The duo kept their show running in the background for over a decade. During this time, several computers from their destroyed collection overheated and even caught fire. “There was one that actually sent sparks,” Brittenham said. “It was a lot of fun.” (These machines, he added, “retired with honor.”)
Then, in the fall of 2024, an article was published about failed attempt to use machine learning the refutation of the additivity hypothesis attracted the attention of Brittenham and Hermiller. Perhaps, in their view, machine learning is not the best approach to this particular problem: If there were a counterexample to the additivity hypothesis, it would be a “needle in a haystack,” Hermiller said. “That’s not really what machine learning is about. It’s about finding patterns in things.”
But it reinforced a suspicion the pair already had – that maybe their more carefully crafted sneaker might find the needle.
A tie that binds
Brittenham and Hermiller realized that they could employ the discovered untangled sequences to search for potential counterexamples to the additivity hypothesis.

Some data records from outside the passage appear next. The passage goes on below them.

PR #136, opened 2019-11-11
Wait for option with specified value in select

### LINKED ISSUE #133: ✋Wait for select value
Auto-wait for the select value before proceeding

flaurida:
* closes #133

### DIFF
--- a/packages/browser/src/actions.ts
+++ b/packages/browser/src/actions.ts
@@ -59,9 +59,10 @@ export const select = async (
 ): Promise<void> => {
   logger.verbose("actions.select");
   // ensure option with desired value is loaded before selecting
-  await waitUntil(async () => {
-    const isOptionAvailable = await elementHandle.evaluate(
-      (element: HTMLSelectElement, value: string | null) => {
+  await elementHandle.evaluate(
+    (element: HTMLSelectElement, value: string | null, timeoutMs: number) => {
+      const qawolf: QAWolfWeb = (window as any).qawolf;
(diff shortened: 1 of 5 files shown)


packages/browser/src/actions.ts
```diff
@@ -53,9 +54,28 @@ export const scroll = async (
 
 export const select = async (
   elementHandle: ElementHandle,
-  value: string | null
+  value: string | null,
+  timeoutMs?: number
 ): Promise<void> => {
   logger.verbose("actions.select");
+  // ensure option with desired value is loaded before selecting
+  await waitUntil(async () => {
```
jperl: Our waiting logic should all happen in the browser if possible. Can you move this to a QAWolfWeb function and use it in the action? Similar to scroll.

packages/browser/src/actions.ts
```diff
@@ -53,9 +54,28 @@ export const scroll = async (
...
   elementHandle: ElementHandle,
-  value: string | null
+  value: string | null,
+  timeoutMs?: number
 ): Promise<void> => {
   logger.verbose("actions.select");
+  // ensure option with desired value is loaded before selecting
+  await elementHandle.evaluate(
+    (element: HTMLSelectElement, value: string | null, timeoutMs: number) => {
+      const qawolf: QAWolfWeb = (window as any).qawolf;
```
jperl: I think we might want to keep the web library code inside the web package to keep things organized.

Perhaps a new file select, with `qawolf.select.waitForOption` with this as a helper>

PR #147, opened 2019-11-11
run tests on fork PRs

jperl:


jperl:
Cannot do this... we have docker secrets :(

jperl:
We could on `pull_request` assigned. But it's better to have to clone the branch first and do a deep dive before running the tests to make sure the PR does not expose secrets.

jperl:
Wait never mind the docker push is a separate workflow!! :)

PR #293, opened 2020-01-03
Rename qawolf record -> qawolf create

### LINKED ISSUE #259: 🧞Rename cli record to create
Record is confusing because we also record a video. The outcome of the command is to create a browser script or test. 

- [ ] rename `qawolf record` -> `qawolf create`
- [ ] recommend `npx qawolf test` instead of `npx qawolf test [name]`

flaurida:
* Resolves #259

### DIFF
--- a/packages/cli/src/index.ts
+++ b/packages/cli/src/index.ts
@@ -19,7 +19,7 @@ program
   .command("create <url> [name]")
   .option("--debug", "save events and workflow json for debugging")
   .option("-d, --device <device>", "emulate using a puppeteer.device")
-  .option("-s, --script", "save a script instead of a test")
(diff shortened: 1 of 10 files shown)


packages/cli/src/index.ts
```diff
@@ -16,17 +16,17 @@ program.version(version);
 program.usage("<command> [options]");
 
 program
-  .command("record <url> [name]")
+  .command("create <url> [name]")
   .option("--debug", "save events and workflow json for debugging")
   .option("-d, --device <device>", "emulate using a puppeteer.device")
   .option("-s, --script", "save a script instead of a test")
```
jperl: create a script instead of a test

PR #312, opened 2020-01-10
Fix 'Invalid command "create"' error in README.md

kanziw:
I have referenced [this documentation](https://docs.qawolf.com/docs/quick_start#-create-a-browser-test).

image


jperl:
The next version, which has not been released it will be renamed to create. But I guess we should not have updated the readme yet. Thank you 🙏

flaurida:
Thanks @kanziw 🙌

PR #333, opened 2020-01-19
feat(cli): Add path option

isy:
resolves #332

Added path option to cli.

QA Wolf is a great product. Thanks☺️

PR #335, opened 2020-01-19
feat(cli): Add path option

jperl:
Tweaks for #333

### DIFF
--- a/packages/cli/src/index.ts
+++ b/packages/cli/src/index.ts
@@ -9,7 +9,7 @@ import { saveCiTemplate } from "./ci";
 import { create } from "./create";
 import { howl } from "./howl";
 import { runJest } from "./runJest";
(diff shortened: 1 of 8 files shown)


packages/cli/src/index.ts
```diff
@@ -40,17 +41,23 @@ program
...
 
 program
   .command("test")
+  .option("-p, --path <path>", "path to test code")
   .description("run a test with Jest")
   .allowUnknownOption(true)
-  .action(() => {
-    const code = runJest(process.argv.slice(3));
+  .action(cmd => {
+    const args = omitArgs(process.argv.slice(3), ["-p", "--path"]);
```
isy: Thanks for tweaking @jperl 😀

This code might solve with commander.js v5
https://github.com/tj/commander.js/pull/1138

PR #370, opened 2020-02-01
Docs revamp

flaurida:
* docs part of #366


docs/docs/add_assertions.md
```diff
@@ -1,4 +1,102 @@
...
+title: 💪 Add Assertions
 ---
+
+In this guide we show you how to add assertions to your tests. We assume that you know how to [create a test](create_a_test).
+
+## TL;DR
+
+- [Use QA Wolf helpers](#use-qa-wolf-helpers) to create assertions
+- [Use the Playwright API](#use-the-playwright-api) to create assertions
+- The [interactive REPL](use_the_repl) lets you try out assertions while creating tests
```
jperl: For consistency

- [Use the interactive REPL] to ...

docs/src/hotjar/index.js
```diff
@@ -0,0 +1,25 @@
+module.exports = function() {
+  return {
+    name: "hotjar",
+
+    injectHtmlTags() {
+      return {
+        headTags: [
```
jperl: return null if there is no hotjar env variable

docs/docs/privacy_policy.md
```diff
@@ -0,0 +1,8 @@
+---
+id: privacy_policy
+title: Privacy Policy
+---
+
+We use Hotjar in order to better understand our users’ needs and to optimize this service and experience. Hotjar is a technology service that helps us better understand our users’ experience (for example: how much time they spend on which pages, which links they choose to click, and what users do and don’t like) and this enables us to build and maintain our service with user feedback. Hotjar uses cookies and other technologies to collect data on our users’ behavior and their devices. This includes a device's IP address (processed during your session and stored in a de-identified form), device screen size, device type (unique device identifiers), browser information, geographic location (country only), and the preferred language used to display our website. Hotjar stores this information on our behalf in a pseudonymized user profile. Hotjar is contractually forbidden to sell any of the data collected on our behalf.
```
jperl: You should make it clear this is only on our docs we use hotjar.

jperl: And that the reason we use it is to see what parts of our documentation people use so we can invest in improving them.

PR #373, opened 2020-02-03
repl() to open repl

### LINKED ISSUE #127: ✋repl() to pause and open REPL
Problem: Make it easy to fix a part of a test.

Solution: 

- `await repl()` that will open a REPL
- `resume()` to close REPL and continue the rest of the file

jperl:
Resolves #127

To Do:

- [x] on repl close, call resume
- [x] test it works on `node script.js`
- [x] setup basic reporter
- [x] `npx qawolf test --repl` that sets up reporter
- [x] make `repl` a global
- [x] add tests

### DIFF
--- a/packages/cli/src/index.ts
+++ b/packages/cli/src/index.ts
@@ -53,11 +53,8 @@ program
   .option("-p, --path <path>", "path to test code")
   .option("--all-browsers", "run tests on chromium, firefox, and webkit")
   .option("--chromium", "run tests on chromium")
-  .option(
-    "--repl",
-    "override the default Jest reporter since it breaks the repl"
-  )
   .option("--firefox", "run tests on firefox")
+  .option("--repl", "open a REPL when repl() is called")
   .option("--webkit", "run tests on webkit")
   .description("run a test with Jest")
   .allowUnknownOption(true)
--- a/packages/cli/src/index.ts
+++ b/packages/cli/src/index.ts
@@ -53,6 +53,10 @@ program
   .option("-p, --path <path>", "path to test code")
   .option("--all-browsers", "run tests on chromium, firefox, and webkit")
   .option("--chromium", "run tests on chromium")
+  .option(
+    "--repl",
+    "override the default Jest reporter since it breaks the repl"
+  )
   .option("--firefox", "run tests on firefox")
   .option("--webkit", "run tests on webkit")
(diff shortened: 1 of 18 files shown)


packages/cli/src/index.ts
```diff
@@ -53,6 +53,10 @@ program
   .option("-p, --path <path>", "path to test code")
   .option("--all-browsers", "run tests on chromium, firefox, and webkit")
   .option("--chromium", "run tests on chromium")
+  .option(
+    "--repl",
+    "override the default Jest reporter since it breaks the repl"
```
flaurida: this doesn't seem like what the command really does? something more like "use interactive repl to run code?"

flaurida: (does from a user perspective)

packages/repl/src/repl.ts
```diff
@@ -0,0 +1,42 @@
...
+import { bold } from "kleur";
+import { start, REPLServer } from "repl";
+const { addAwaitOutsideToReplServer } = require("await-outside");
+
+export const repl = (
+  context: any = {},
+  onReplCreated?: (replServer: REPLServer) => void
+) => {
+  logger.debug("repl: start");
+  console.log(bold().yellow("Type .exit or resume() to close the repl"));
```
flaurida: do `.exit` and `resume()` do the same thing? I doubt it...let's clarify this message

packages/repl/src/repl.ts
```diff
@@ -0,0 +1,42 @@
+import { logger } from "@qawolf/logger";
+import { bold } from "kleur";
+import { start, REPLServer } from "repl";
+const { addAwaitOutsideToReplServer } = require("await-outside");
```
flaurida: import doesn't work here? just confirming

packages/repl/src/repl.ts
jperl: Good point. Removing resume()

packages/repl/src/repl.ts
jperl: They do not have typescript support, so I am just leaving as is. Will add a comment.

jperl: I'll add types 👍

jperl: I added types

PR #380, opened 2020-02-04
👷Create code in realtime

### LINKED ISSUE #361: ✏️Generate editable code in realtime
- Generate code in realtime and allow it to be edited
- Write `// 🐺CREATE CODE HERE` and allow it to be moved

### LINKED ISSUE #376: ✏️Create in an existing file
Allow passing an existing file to npx qawolf create to generate more code.

Where `await create();` is called, new steps will be added. If `await create();` is not specified, an error will be thrown.

Relates to #298 #405

### LINKED ISSUE #379: ➡️Rename context back to browser
Just the variable in code, not the class (until playwright does). 

`context = launch()` -> `browser = launch()`

- qawolf only uses one context per browser by default
- conceptually less confusing
- less confusing for existing users, since their code will not change
- playwright might be doing the same https://github.com/microsoft/playwright/issues/816

jperl:
Resolves #361
Resolves #379 

To Do

- [x] architect it
- [x] stream events from browser
- [x] Step.isFinal
- [x] buildCode -> buildInitialCode
- [x] setup CodeWriter to create file when not editing
- [x] Use CodeWriter in CreateCodeCLI
- [x] CodeUpdater.prepareSteps w/ tests
- [x] remove handlebars dependency from build-code. we don't generate html, so can use string interpolation
- [x] context -> browser
- [x] CodeUpdater.updateCode w/ tests
- [x] match indentation
- [x] refactor & add lots of tests
- [x] finish TODOS


jperl:
CodeBuilder outline

```
const CREATE_SYMBOL = "🐺 CREATE CODE HERE";

class CodeBuilder {
  initialize() {
    // create file from template
    // or add the create symbol
  }

  finalize() {
    // remove the create symbol
  }

  prepareSteps() {
    // const workflow = buildWorkflow();
    // workflow.steps.filter(step => step.isFinal).push(this._pendingSteps);
  }

  patchSteps(code: string) {
    // load file, find create symbol
    // replace the appended line
    // with the code for each pending step
    // log error if create symbol is not found (debounced)
  }
}

// CreateCommand
// if (!updateFile) {
//   factory.create(path);
// }
// this._browser.listen(
//   "event",
//   debounce(event => {
//     builder.prepareSteps();
//   })
// );
// run on an interval
// write(builder.patchSteps(loadFile()))
```

packages/build-code/src/buildMethod.ts
```diff
@@ -0,0 +1,42 @@
+import { ScrollValue, Step } from "@qawolf/types";
```
jperl: Didn't actually change much in this file, just added `await` and `;` to methods.

lerna.json
```diff
@@ -2,5 +2,5 @@
   "packages": [
     "packages/*"
   ],
-  "version": "0.9.0-alpha.7"
```
flaurida: version going down?

jperl: Don't worry about this, since beta.0 is next.

packages/build-code/src/StepBuilder.ts
```diff
@@ -0,0 +1,64 @@
...
+  private _steps: Step[] = [];
+
+  // used for code with existing steps
+  private _startIndex: number;
+
+  public constructor({ startIndex }: ConstructorOptions = {}) {
+    this._startIndex = startIndex || 0;
+  }
+
+  private _buildSteps({ canChange }: { canChange: boolean }) {
```
flaurida: why take an object as an arg if it's just one param?

packages/build-code/src/StepBuilder.ts
```diff
@@ -0,0 +1,64 @@
...
+    this._steps.push(...newSteps);
+  }
+
+  public finalize() {
+    this._finalized = true;
+
+    this._buildSteps({
+      // there are no new events coming in
+      // so we know the steps that canChange will not
+      canChange: true
```
flaurida: why is `canChange: true` if the steps won't change?

jperl: This is trying to say. 

`// Build steps even if they can change. We know they will not change, since there are no events coming in.`

Perhaps I should rename it to `allowCanChangeSteps`? And update the comment to ^

packages/build-code/src/StepBuilder.ts
jperl: Ok I `canChange` that. Get it 😛

jperl: Actually after re-reviewing, I use an object so it is explicit in where I call it what option I am passing. I went back and forth on this, but I think it is important.

packages/qawolf/src/postInstallMessage.js
```diff
@@ -1,8 +1,11 @@
...
+  // setTimeout so it logs after everything else, hopefully
+  console.log(bold().blue("🐺  QA Wolf successfully installed!"));
 
-console.log(
-  bold().blue("✨  Create your first test by running:"),
-  "npx qawolf create <url> [name]\n"
-);
+  console.log(
+    bold().blue("✨  Create your first test by running:"),
+    "npx qawolf create <url> [name]\n"
```
flaurida: change `<url>` -> `url` to be consistent with CLI docs

PR #381, opened 2020-02-04
rename qawolf.log -> server.log

jperl:


jperl:
Nah JK. We want qawolf logs to mainly be for internal use.

PR #387, opened 2020-02-08
Fix multi-page test generation

jperl:
- include @qawolf/fixture as @qawolf/test package (since the other is versioned too far ahead)
- remove unused buildWorkflow
- rename StepBuilder.getEvents -> events for consistency
- CodeCreator: save debug file


packages/cli/src/CreateCodeCLI.ts
```diff
@@ -94,7 +98,7 @@ export class CreateCodeCLI {
     }
   }
 
-  protected async prompt() {
+  protected async _prompt() {
     const { choice } = await prompt<{ choice: string }>([
       {
         choices: ["💾  Save and Exit", "🖥️  Open REPL", "🗑️  Discard and Exit"],
```
flaurida: thought we were doing something like `🖥️  Open REPL to try out code`?

PR #390, opened 2020-02-09
Update type expression in realtime

jperl:
- [x] build VirtualCode
- [x] CodeReconciler.reconcile new expressions
- [x] use CodeReconciler in CodeFile
- [x] CodeReconciler: update existing expressions'
- [x] include selectors in repl context


packages/build-code/src/StepExpression.ts
```diff
@@ -0,0 +1,78 @@
...
+  public constructor(step: Step, previous?: StepExpression) {
+    this._previous = previous;
+    this._step = step;
+
+    if (!SUPPORTED_ACTIONS.includes(step.action)) {
+      throw new Error(`StepExpression: invalid action ${step.action}`);
+    }
+  }
+
+  private _buildOptions(): string | undefined {
```
flaurida: if it can return nothing should be `string | void`

packages/build-code/src/StepExpression.ts
```diff
@@ -0,0 +1,78 @@
...
+
+    // 1) we need to specify the page if the step has a different page
+    // 2) we don't need to, but we specify the page if it is not 0
+    //    for clarity and in case they delete steps
+    if (this._didPageChange() || page !== 0) {
+      return `{ page: ${page} }`;
+    }
+  }
+
+  private _buildValue(): string | undefined {
```
flaurida: same here

PR #402, opened 2020-02-12
✏️Create in an existing file

### LINKED ISSUE #376: ✏️Create in an existing file

jperl:
Resolves #376

To Do

- [ ] `await create()`
- [ ] `browser.recordEvents()`


jperl:
Will replace with a new PR soon

PR #408, opened 2020-02-13
Hoist dev dependencies

jperl:
- All packages use the same version of a given dependency
- Dependency installation time is reduced
- Less storage is needed


jperl:
Does not seem to work with typescript. Going to wait for yarn 2 / yarn to be figured out and maybe use workspaces or lerna and tsc improvements.

PR #284, opened 2024-04-16
feat: Support reply to email name for custom templates

mzhong9723:


gkats (approved):

clerk/templates.go
```diff
@@ -69,13 +70,15 @@ type UpsertTemplateRequest struct {
 	Markup           string  `json:"markup,omitempty"`
 	Body             string  `json:"body"`
 	FromEmailName    *string `json:"from_email_name"`
+	ReplyToEmailName *string `json:"reply_to_email_name"`
```
gkats, line 73: :question: Should we also `omitempty`?

mzhong9723: @gkats looks like I have to resolve this conversation before merging, so I'll go ahead and do so! Already updated to use `omitempty` here

PR #285, opened 2024-04-16
feat: Support reply to email name for custom templates

mzhong9723:


template.go
```diff
@@ -20,6 +20,7 @@ type Template struct {
 	CanRevert          bool         `json:"can_revert"`
 	CanDelete          bool         `json:"can_delete"`
 	FromEmailName      *string      `json:"from_email_name,omitempty"`
+	ReplyToEmailName   *string      `json:"reply_to_email_name,omitempty"`
```
gkats, line 23: :question: Are there templates with no `reply_to_email_name` or do we always pass a default value? If it's the latter, it might make sense to use a `string` type instead?

Ignore this comment if it's the former. :smile:

gkats (approved):

template.go
mzhong9723: It's the former :)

Imagine again that you have two nodes whose unresolved numbers are 2 and 3, and you are trying to untangle their sum of connections. After one intersection change, you will receive a fresh junction. If the additivity assumptions are to be believed, the number of solutions to the original node should be 5 and the value of the fresh node should be 4.
But what if we already know that the number of unresolved nodes of this fresh node is 3? This means that the original knot can be untied in just four steps, which undermines the assumption.
“We have these middle nodes,” Brittenham said. “What can we learn from them?”
He and Hermiller already had the perfect tool for the occasion, humming away on their laptops: the database they had been working on for the previous decade, with its upper limits at an infinite number of thousands of nodes.
Mathematicians began adding pairs of nodes and working on unsolved sequences of their connection sums. They focused on call totals, whose unresolved numbers were only approximate in the loosest sense, with a immense difference between their highest and lowest possible values. But that still left them with a huge list of knots to work through – “definitely tens of millions, probably hundreds of millions,” Brittenham said.
Their computer program spent months applying crossover changes to these nodes and comparing the resulting nodes with nodes in the database. One day in delayed spring, Brittenham checked the program’s output files, as he did most of the time, to see if anything engaging had turned up. Much to his surprise, a line of text appeared: “CONNECT SUM BROKEN.” It was a message he and Hermiller encoded in the program, but they never expected to see it.